Compression is usually the bottleneck during backup operations so pgBackRest solves this problem with parallel processing and more efficient compression algorithms such as lz4 and zstd.

A custom protocol allows pgBackRest to backup, restore, and archive locally or remotely via TLS/SSH with minimal configuration. An interface to query PostgreSQL is also provided via the protocol layer so that remote access to PostgreSQL is never required, which enhances security.

Multiple repositories allow, for example, a local repository with minimal retention for fast restores and a remote repository with a longer retention for redundancy and access across the enterprise.

Full, differential, and incremental backups are supported. pgBackRest is not susceptible to the time resolution issues of rsync, making differential and incremental backups safe without the requirement to checksum each file. Block-level backups save space by only copying the parts of files that have changed.

Retention polices can be set for full and differential backups to create coverage for any time frame. The WAL archive can be maintained for all backups or strictly for the most recent backups. In the latter case WAL required to make older backups consistent will be maintained in the archive.

Checksums are calculated for every file in the backup and rechecked during a restore or verify. After a backup finishes copying files, it waits until every WAL segment required to make the backup consistent reaches the repository.

Backups in the repository may be stored in the same format as a standard PostgreSQL cluster (including tablespaces).
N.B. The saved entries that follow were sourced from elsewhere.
PR #6143, opened 2025-02-25
http-client-java, support (non-nested) continuationToken for unbranded

weidongxu-microsoft:
link https://github.com/microsoft/typespec/issues/5792

`continuationToken` in nested (not top-level) property of response is currently not supported in core, hence this PR didn't include this special case.

API (I've added a `body` to demonstrate the case that 2nd call would get all input from 1st -- query and header would already be absorbed in `RequestOptions`)
```java
    @Metadata(generated = true)
    @ServiceMethod(returns = ReturnType.COLLECTION)
    public PagedIterable<Pet> requestHeaderResponseHeader(Body body) {
        // Generated convenience method for requestHeaderResponseHeader
        return serviceClient.requestHeaderResponseHeader(BinaryData.fromObject(body), requestOptions);
    }
```

Impl
```java
    private PagedResponse<Pet> requestHeaderResponseHeaderSinglePage(BinaryData body, RequestOptions requestOptions) {
        final String accept = "application/json";
        Response<RequestHeaderResponseHeaderResponse> res
            = service.requestHeaderResponseHeaderSync(this.getEndpoint(), accept, body, requestOptions);
        return new PagedResponse<>(res.getRequest(), res.getStatusCode(), res.getHeaders(), res.getBody(),
            res.getValue().getPets(), res.getHeaders().getValue(HttpHeaderName.fromString("next-token")), null, null,
            null, null);
    }

    public PagedIterable<Pet> requestHeaderResponseHeader(BinaryData body, RequestOptions requestOptions) {
        return new PagedIterable<>(pagingOptions -> {
            if (pagingOptions.getOffset() != null) {
                throw LOGGER.logThrowableAsError(new IllegalArgumentException(
                    "'offset' in PagingOptions is not supported in API 'requestHeaderResponseHeader'."));
            }
            if (pagingOptions.getPageSize() != null) {
                throw LOGGER.logThrowableAsError(new IllegalArgumentException(
                    "'pageSize' in PagingOptions is not supported in API 'requestHeaderResponseHeader'."));
            }
            if (pagingOptions.getPageIndex() != null) {
                throw LOGGER.logThrowableAsError(new IllegalArgumentException(
                    "'pageIndex' in PagingOptions is not supported in API 'requestHeaderResponseHeader'."));
            }
            RequestOptions requestOptionsLocal = requestOptions == null ? new RequestOptions() : requestOptions;
            if (pagingOptions.getContinuationToken() != null) {
                requestOptionsLocal.setHeader(HttpHeaderName.fromString("token"),
                    String.valueOf(pagingOptions.getContinuationToken()));
            }
            return requestHeaderResponseHeaderSinglePage(body, requestOptionsLocal);
        });
    }
```

user code
```java
pagedIterable = tokenClient.requestQueryResponseHeader();

pagedIterable.stream()...

pagedIterable.streamByPage(new PagingOptions().setContinuationToken("page2"))...

// throws on pagedIterable.streamByPage(new PagingOptions().setPageSize(10L))...
// "offset" and "pageIndex" is not handled yet, and need related code in clientcore
```


packages/http-client-java/generator/http-client-generator-core/src/main/java/com/microsoft/typespec/http/client/generator/core/model/clientmodel/MethodPageDetails.java
weidongxu-microsoft, line 1: added inner class `ContinuationToken`

refactor here, to use either `ModelPropertySegment` or `List<ModelPropertySegment>` for the reference of property

packages/http-client-java/generator/http-client-generator-clientcore-test/src/main/java/payload/pageable/implementation/ServerDrivenPaginationContinuationTokensImpl.java
weidongxu-microsoft, line 1: Impl code of generated SDK is mainly here.

packages/http-client-java/generator/http-client-generator-clientcore-test/src/test/java/payload/pageable/PageableTests.java
weidongxu-microsoft, line 1: test for e2e https://github.com/microsoft/typespec/blob/main/packages/http-specs/specs/payload/pageable/main.tsp

packages/http-client-java/generator/http-client-generator-test/package.json
weidongxu-microsoft, line 1: Code under http-client-generator-test can be ignored. We didn't support continuationToken in branded.

packages/http-client-java/emitter/src/code-model-builder.ts
```diff
@@ -992,43 +995,147 @@ export class CodeModelBuilder {
...
+                sdkMethod,
+                continuationTokenParameterSegment,
+              );
+              if (parameter && op.parameters) {
+                for (const param of op.parameters) {
+                  if (param.protocol.http?.in === parameter.kind) {
+                    if (
+                      parameter.kind === "header" &&
+                      param.language.default.serializedName.toLowerCase() ===
+                        parameter.serializedName.toLowerCase()
```
anuchandy, line 1070: just curious - is "header"'s serialized-name something special needing `toLowerCase` but not for "query"

packages/http-client-java/emitter/src/code-model-builder.ts
```diff
@@ -992,43 +995,147 @@ export class CodeModelBuilder {
...
+                    response instanceof SchemaResponse &&
+                    response.schema instanceof ObjectSchema &&
+                    response.schema.properties
+                  ) {
+                    for (const property of response.schema.properties) {
+                      if (
+                        property.serializedName ===
+                        getPropertySerializedName(continuationTokenResponseSegment)
+                      ) {
+                        continuationTokenResponseProperty = [property];
```
anuchandy, line 1115: curious; why `continuationTokenResponseProperty ` is an array?

packages/http-client-java/emitter/src/common/client.ts
```diff
@@ -70,3 +78,16 @@ export class ServiceVersion extends Metadata {
 export interface EncodedSchema {
   encode?: string;
 }
+
+export class PageableContinuationToken {
+  parameter: Parameter;
```
anuchandy, line 83: nit; for someone new reading the code, can we have a comment on what is `parameter` member? - IIUC, it's reference to the request query or header parameter representing the continutation token to send to the service, right?

packages/http-client-java/generator/http-client-generator-core/src/main/java/com/microsoft/typespec/http/client/generator/core/extension/model/extensionmodel/PageableContinuationToken.java
```diff
@@ -0,0 +1,69 @@
...
+import com.azure.json.JsonSerializable;
+import com.azure.json.JsonWriter;
+import com.microsoft.typespec.http.client.generator.core.extension.base.util.JsonUtils;
+import com.microsoft.typespec.http.client.generator.core.extension.model.codemodel.Header;
+import com.microsoft.typespec.http.client.generator.core.extension.model.codemodel.Parameter;
+import com.microsoft.typespec.http.client.generator.core.extension.model.codemodel.Property;
+import java.io.IOException;
+import java.util.List;
+
+public class PageableContinuationToken implements JsonSerializable<PageableContinuationToken> {
```
anuchandy, line 16: for my own understanding - is this type (or any types generally under the extensionmodel namespace) intended to be utilized by the final generated SDKs that we ship?

packages/http-client-java/emitter/src/code-model-builder.ts
```diff
@@ -992,43 +995,147 @@ export class CodeModelBuilder {
...
         const bodyType = response.type;
         if (bodyType && bodyType.kind === "model") {
-          let itemSerializedName: string | undefined = undefined;
-          let nextLinkSerializedName: string | undefined = undefined;
-
-          const itemSegments = sdkMethod.response.resultSegments;
-          const nextLinkSegments = sdkMethod.pagingMetadata.nextLinkSegments;
+          op.responses?.forEach((r) => {
+            if (r instanceof SchemaResponse) {
+              this.trackSchemaUsage(r.schema, { usage: [SchemaContext.Paged] });
```
anuchandy, line 1006: Probably it's because I don't have the full context – but I wonder why we track schema usage for ALL "op" responses for EACH response in "method"

packages/http-client-java/emitter/src/code-model-builder.ts
```diff
@@ -992,43 +995,147 @@ export class CodeModelBuilder {
   private processRouteForPaged(
     op: CodeModelOperation,
     responses: SdkHttpResponse[],
-    sdkMethod: SdkMethod<SdkHttpOperation>,
+    sdkMethod: SdkServiceMethod<SdkHttpOperation>,
   ) {
     if (sdkMethod.kind === "paging" || sdkMethod.kind === "lropaging") {
```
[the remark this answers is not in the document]
weidongxu-microsoft: reverted.

Hmm, compiler does know I've excluded these type after the return.

packages/http-client-java/emitter/src/code-model-builder.ts
```diff
@@ -992,43 +995,147 @@ export class CodeModelBuilder {
...
+          let continuationTokenResponseProperty: Property[] | undefined;
+          let continuationTokenResponseHeader: HttpHeader | undefined;
+          if (!this.isBranded()) {
+            const continuationTokenParameterSegment = getLastSegment(
+              sdkMethod.pagingMetadata.continuationTokenParameterSegments,
+            );
+            const continuationTokenResponseSegment = getLastSegment(
+              sdkMethod.pagingMetadata.continuationTokenResponseSegments,
+            );
+            if (continuationTokenParameterSegment) {
```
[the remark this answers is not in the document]
weidongxu-microsoft: updated

packages/http-client-java/emitter/src/code-model-builder.ts
weidongxu-microsoft: Just defensive coding, as header name should be case insensitive. I am not able to be certain after all the processing (some not in this lib) whether some be "content-type" and some be "Content-Type".

packages/http-client-java/emitter/src/code-model-builder.ts
weidongxu-microsoft: The design is to allow it be in nested property, e.g.
```
{
  "links": {
    "continuationToken": "###"
  }
}
```

So here we need a path to the property.

It actually should be same for "nextLink".

But currently the dependent lib cannot handle such case, hence the code here is a simple one right now (with a TODO a few lines above).

packages/http-client-java/emitter/src/common/client.ts
weidongxu-microsoft: Agree. I've not doing good doc in this lib.

I've added to this class and some more. I will put more doc (and hopefully UT) to the lib in future.

packages/http-client-java/emitter/src/code-model-builder.ts
```diff
@@ -992,43 +995,147 @@ export class CodeModelBuilder {
   private processRouteForPaged(
     op: CodeModelOperation,
     responses: SdkHttpResponse[],
-    sdkMethod: SdkMethod<SdkHttpOperation>,
+    sdkMethod: SdkServiceMethod<SdkHttpOperation>,
```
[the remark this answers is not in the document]
weidongxu-microsoft: updated and removed responses

packages/http-client-java/generator/http-client-generator-core/src/main/java/com/microsoft/typespec/http/client/generator/core/extension/model/extensionmodel/PageableContinuationToken.java
weidongxu-microsoft: It actually be classes under `codemodel` and `extensionmodel`.

Most of them is still from AutoRest M4 code-model. We are adding some for TypeSpec (like this class, and involve some structural changes like supporting multiple client), but the basic is still code-model.

And yes, the idea is these classes are what upstream think codegen need to consider when generate Java code. Though codegen can ignore some, e.g. currently we don't have logic to support this continuationToken in Azure SDK output.

packages/http-client-java/emitter/src/code-model-builder.ts
weidongxu-microsoft: Good catch.

There is a "break" a few hundred lines later, so only the 1st response is processed -- but that's too cryptic.

For normal op, one can write `op get(): Model1 | Model2` for more than 1 responses. For my try, for pageable op there would be a lint error (as there would be 2 different model to page from).

Therefore I just simplified the logic to process only 1 `sdkMethod.responses`.

packages/http-client-java/generator/http-client-generator-clientcore-test/src/main/java/payload/pageable/implementation/ServerDrivenPaginationContinuationTokensImpl.java
```diff
@@ -0,0 +1,452 @@
...
+            if (pagingOptions.getPageIndex() != null) {
+                throw LOGGER.logThrowableAsError(new IllegalArgumentException(
+                    "'pageIndex' in PagingOptions is not supported in API 'requestHeaderResponseBody'."));
+            }
+            RequestOptions requestOptionsLocal = requestOptions == null ? new RequestOptions() : requestOptions;
+            if (pagingOptions.getContinuationToken() != null) {
+                requestOptionsLocal.setHeader(HttpHeaderName.fromString("token"),
+                    String.valueOf(pagingOptions.getContinuationToken()));
+            }
+            return requestHeaderResponseBodySinglePage(requestOptionsLocal);
```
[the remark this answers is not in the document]
weidongxu-microsoft: Yes, we could name it `pageRetriever`, while the 2nd param still be `nextPageRetriever`.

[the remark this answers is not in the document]
anuchandy: the naming you proposed sounds good to me, thanks!

packages/http-client-java/emitter/src/code-model-builder.ts
anuchandy: I see, we use array to future proof, thanks for the clarification!

packages/http-client-java/emitter/src/common/client.ts
```diff
@@ -68,5 +88,32 @@ export class ServiceVersion extends Metadata {
...
+   */
   encode?: string;
 }
+
+export class PageableContinuationToken {
+  /**
+   * The parameter of the operation as continuationToken in API request.
+   */
+  parameter: Parameter;
+  // responseProperty and responseHeader is mutally exclusive
```
XiaofeiCao, line 103: typo, `mutually`

XiaofeiCao (approved):
Generated code and test looks good.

If compression is disabled and hard links are enabled it is possible to snapshot a backup in the repository and bring up a PostgreSQL cluster directly on the snapshot. This is advantageous for terabyte-scale databases that are time consuming to restore in the traditional way.

All operations utilize file and directory level fsync to ensure durability.
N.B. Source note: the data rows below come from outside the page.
PR #6161, opened 2025-02-26
Refine the `client-namespace-conflict` diagnostic

ArcturusZhang:
Fixes https://github.com/Azure/autorest.csharp/issues/5241

I removed the report diagnostic in our emitter - because not every generator would have this issue
and move the diagnostic reporting into our C# generator, when we build the namespace for a client type.

I also added a few test cases for the `Emitter` class in our C# generator, which leads to series of other changes about the disposing issue.


packages/http-client-csharp/generator/Microsoft.TypeSpec.Generator.ClientModel/src/Providers/ClientProvider.cs
```diff
@@ -147,9 +148,27 @@ public ClientProvider(InputClient inputClient)
             _subClients = new(GetSubClients);
         }
 
-        protected override string BuildNamespace() => string.IsNullOrEmpty(_inputClient.Namespace) ?
-            base.BuildNamespace() :
-            ScmCodeModelPlugin.Instance.TypeFactory.GetCleanNameSpace(_inputClient.Namespace);
+        private const string namespaceConflictCode = "client-namespace-conflict";
+
+        private string? _namespace;
+        protected override string BuildNamespace() => _namespace ??= BuildNamespaceCore();
```
ArcturusZhang, line 154: this method is called multiple times - but we expect it should always return the same result, therefore I added the cache here.
If this is called multiple times, the diagnostic would be reported multiple times which is quite annoying

packages/http-client-csharp/generator/Microsoft.TypeSpec.Generator/src/EmitterRpc/Emitter.cs
```diff
@@ -16,11 +16,11 @@ public sealed class Emitter : IDisposable
...
         private bool _disposed;
 
-        private readonly StreamWriter _writer;
+        private readonly TextWriter _writer;
 
-        private Emitter()
+        internal Emitter()
         {
-            _writer = new StreamWriter(Console.OpenStandardOutput()) { AutoFlush = true };
+            _writer = Console.Out;
```
ArcturusZhang, line 23: `Console.OpenStandardOutput()` always returns the stream corresponding to the console's output which is not switchable - therefore I changed to this so that we could change the stream to a `StringWriter` to test it.

packages/http-client-csharp/generator/Microsoft.TypeSpec.Generator/src/Shared/StringExtensions.cs
```diff
@@ -244,5 +244,50 @@ public static string ToApiVersionMemberName(this string version)
...
             return CultureInfo.InvariantCulture.TextInfo.ToTitleCase(sb.ToString());
         }
+
+        /// <summary>
+        /// Checks if two namespaces share the same last segment
+        /// </summary>
+        /// <param name="left">the first namespace</param>
+        /// <param name="right">the second namespace</param>
+        /// <returns></returns>
+        public static bool IsLastNamespaceSegmentTheSame(string left, string right)
```
ArcturusZhang, line 254: I introduce this method to verify if the namespace has been changed in one client

packages/http-client-csharp/generator/Microsoft.TypeSpec.Generator/src/CodeModelPlugin.cs
```diff
@@ -46,6 +47,7 @@ public CodeModelPlugin(GeneratorContext context)
             Configuration = context.Configuration;
             _inputLibrary = new InputLibrary(Configuration.OutputDirectory);
             TypeFactory = new TypeFactory();
+            Emitter = null!;
```
ArcturusZhang, line 50: we will inject a value for this property later after the plugin was loaded.

packages/http-client-csharp/generator/Microsoft.TypeSpec.Generator/src/EmitterRpc/Emitter.cs
```diff
@@ -13,23 +13,21 @@ public sealed class Emitter : IDisposable
...
         private readonly StreamWriter _writer;
 
-        private Emitter()
+        internal Emitter(Stream stream)
         {
-            _writer = new StreamWriter(Console.OpenStandardOutput()) { AutoFlush = true };
+            _writer = new StreamWriter(stream) { AutoFlush = true };
         }
 
-        public static Emitter Instance => _emitter ??= new Emitter();
```
ArcturusZhang, line 26: the singleton pattern was messing things up in our test cases because it might dispose the stream prematurely
therefore I decide to remove the singleton pattern here, and when we load the plugin, we inject the constructed instance in main into the `CodeModelPlugin`.

packages/http-client-csharp/generator/Microsoft.TypeSpec.Generator/test/TestHelpers/MockHelpers.cs
```diff
@@ -69,6 +70,8 @@ public static Mock<CodeModelPlugin> LoadMockPlugin(
             // initialize the singleton instance of the plugin
             var mockPlugin = new Mock<CodeModelPlugin>(new GeneratorContext(Configuration.Load(configFilePath, configuration))) { CallBase = true };
 
+            mockPlugin.Setup(p => p.Emitter).Returns(new Emitter(Console.OpenStandardOutput()));
```
ArcturusZhang, line 73: I did not add a hook here so that we could mock it in our UT - but if in the future we need to check something, we could do it here.

packages/http-client-csharp/generator/Microsoft.TypeSpec.Generator/src/CodeModelPlugin.cs
JoshLove-msft: We should throw from the getter instead of doing this. Similar to what we do for other non-nullable properties.

packages/http-client-csharp/generator/Microsoft.TypeSpec.Generator.ClientModel/src/Providers/ClientProvider.cs
JoshLove-msft: Why is this called multiple times?

packages/http-client-csharp/generator/Microsoft.TypeSpec.Generator/perf/PluginInitializer.cs
```diff
@@ -11,7 +11,7 @@ internal static class PluginInitializer
         public static void Initialize()
         {
             PluginHandler pluginHandler = new PluginHandler();
-            pluginHandler.LoadPlugin(new CommandLineOptions
+            pluginHandler.LoadPlugin(null!, new CommandLineOptions
```
JoshLove-msft, line 14: We shouldn't need to do this. We should either pass in the emitter or remove the parameter.

packages/http-client-csharp/generator/Microsoft.TypeSpec.Generator/src/StartUp/PluginHandler.cs
```diff
@@ -5,23 +5,24 @@
...
 using System.ComponentModel.Composition;
 using System.ComponentModel.Composition.Hosting;
+using Microsoft.TypeSpec.Generator.EmitterRpc;
 
 namespace Microsoft.TypeSpec.Generator
 {
     internal class PluginHandler
     {
-        public void LoadPlugin(CommandLineOptions options)
+        public void LoadPlugin(Emitter emitter, CommandLineOptions options)
```
JoshLove-msft, line 14: Why do we need the emitter param?

packages/http-client-csharp/generator/Microsoft.TypeSpec.Generator/src/StartUp/PluginHandler.cs
```diff
@@ -30,6 +31,7 @@ internal void SelectPlugin(CommandLineOptions options)
                 {
                     CodeModelPlugin.Instance = plugin.Value;
                     CodeModelPlugin.Instance.IsNewProject = options.IsNewProject;
+                    CodeModelPlugin.Instance.Emitter = emitter;
```
JoshLove-msft, line 34: Can we just construct the emitter here?

packages/http-client-csharp/generator/Microsoft.TypeSpec.Generator.ClientModel/src/Providers/ClientProvider.cs
ArcturusZhang: actually, twice:
first time here: https://github.com/microsoft/typespec/blob/134f7e72b92ab6ff35cfbb1342cf32b9330babaa/packages/http-client-csharp/generator/Microsoft.TypeSpec.Generator/src/Providers/TypeProvider.cs#L113
second time here: 
https://github.com/microsoft/typespec/blob/134f7e72b92ab6ff35cfbb1342cf32b9330babaa/packages/http-client-csharp/generator/Microsoft.TypeSpec.Generator/src/Providers/TypeProvider.cs#L38

we cannot change the second invocation to `Namespace`, because it would cause infinite invocation of this method.
Therefore I think we cannot actually resolve it

packages/http-client-csharp/generator/Microsoft.TypeSpec.Generator/src/CodeModelPlugin.cs
ArcturusZhang: Sure let me change

packages/http-client-csharp/generator/Microsoft.TypeSpec.Generator/src/StartUp/PluginHandler.cs
ArcturusZhang: Program needs the emitter to write debug information when we attach the debugger.

packages/http-client-csharp/generator/Microsoft.TypeSpec.Generator/src/StartUp/PluginHandler.cs
ArcturusZhang: See [this comment](https://github.com/microsoft/typespec/pull/6161#discussion_r1974812784) and I have changed this back

packages/http-client-csharp/generator/Microsoft.TypeSpec.Generator/src/CodeModelPlugin.cs
ArcturusZhang: https://github.com/microsoft/typespec/pull/6161#discussion_r1974812784
I changed this so that the emitter could be initialized here.

JoshLove-msft (approved):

If page checksums are enabled pgBackRest will validate the checksums for every file that is copied during a backup. All page checksums are validated during a full backup and checksums in files that have changed are validated during differential and incremental backups.

Validation failures do not stop the backup process, but warnings with details of exactly which pages have failed validation are output to the console and file log.

This feature allows page-level corruption to be detected early, before backups that contain valid copies of the data have expired.

An interrupted backup can be resumed from the point where it was stopped. Files that were already copied are compared with the checksums in the manifest to ensure integrity. Since this operation can take place entirely on the repository host, it reduces load on the PostgreSQL host and saves time since checksum calculation is faster than compressing and retransmitting data.

Compression and checksum calculations are performed in stream while files are being copied to the repository, whether the repository is located locally or remotely.

If the repository is on a repository host, compression is performed on the PostgreSQL host and files are transmitted in a compressed format and simply stored on the repository host. When compression is disabled a lower level of compression is utilized to make efficient use of available bandwidth while keeping CPU cost to a minimum.

The manifest contains checksums for every file in the backup so that during a restore it is possible to use these checksums to speed processing enormously. On a delta restore any files not present in the backup are first removed and then checksums are generated for the remaining files. Files that match the backup are left in place and the rest of the files are restored as usual. Parallel processing can lead to a dramatic reduction in restore times.

Dedicated commands are included for pushing WAL to the archive and getting WAL from the archive. Both commands support parallelism to accelerate processing and run asynchronously to provide the fastest possible response time to PostgreSQL.

WAL push automatically detects WAL segments that are pushed multiple times and de-duplicates when the segment is identical, otherwise an error is raised. Asynchronous WAL push allows transfer to be offloaded to another process which compresses WAL segments in parallel for maximum throughput. This can be a critical feature for databases with extremely high write volume.

Asynchronous WAL get maintains a local queue of WAL segments that are decompressed and ready for replay. This reduces the time needed to provide WAL to PostgreSQL which maximizes replay speed. Higher-latency connections and storage (such as S3) benefit the most.

The push and get commands both ensure that the database and repository match by comparing PostgreSQL versions and system identifiers. This virtually eliminates the possibility of misconfiguring the WAL archive location.

Tablespaces are fully supported and on restore tablespaces can be remapped to any location. It is also possible to remap all tablespaces to one location with a single command which is useful for development restores.

File and directory links are supported for any file or directory in the PostgreSQL cluster. When restoring it is possible to restore all links to their original locations, remap some or all links, or restore some or all links as normal files or directories within the cluster directory.

pgBackRest repositories can be located in S3, Azure, and GCS compatible object stores to allow for virtually unlimited capacity and retention.

pgBackRest can encrypt the repository to secure backups wherever they are stored.

pgBackRest includes support for ten versions of PostgreSQL, the five supported versions and the last five EOL versions. This allows ample time to upgrade to a supported version.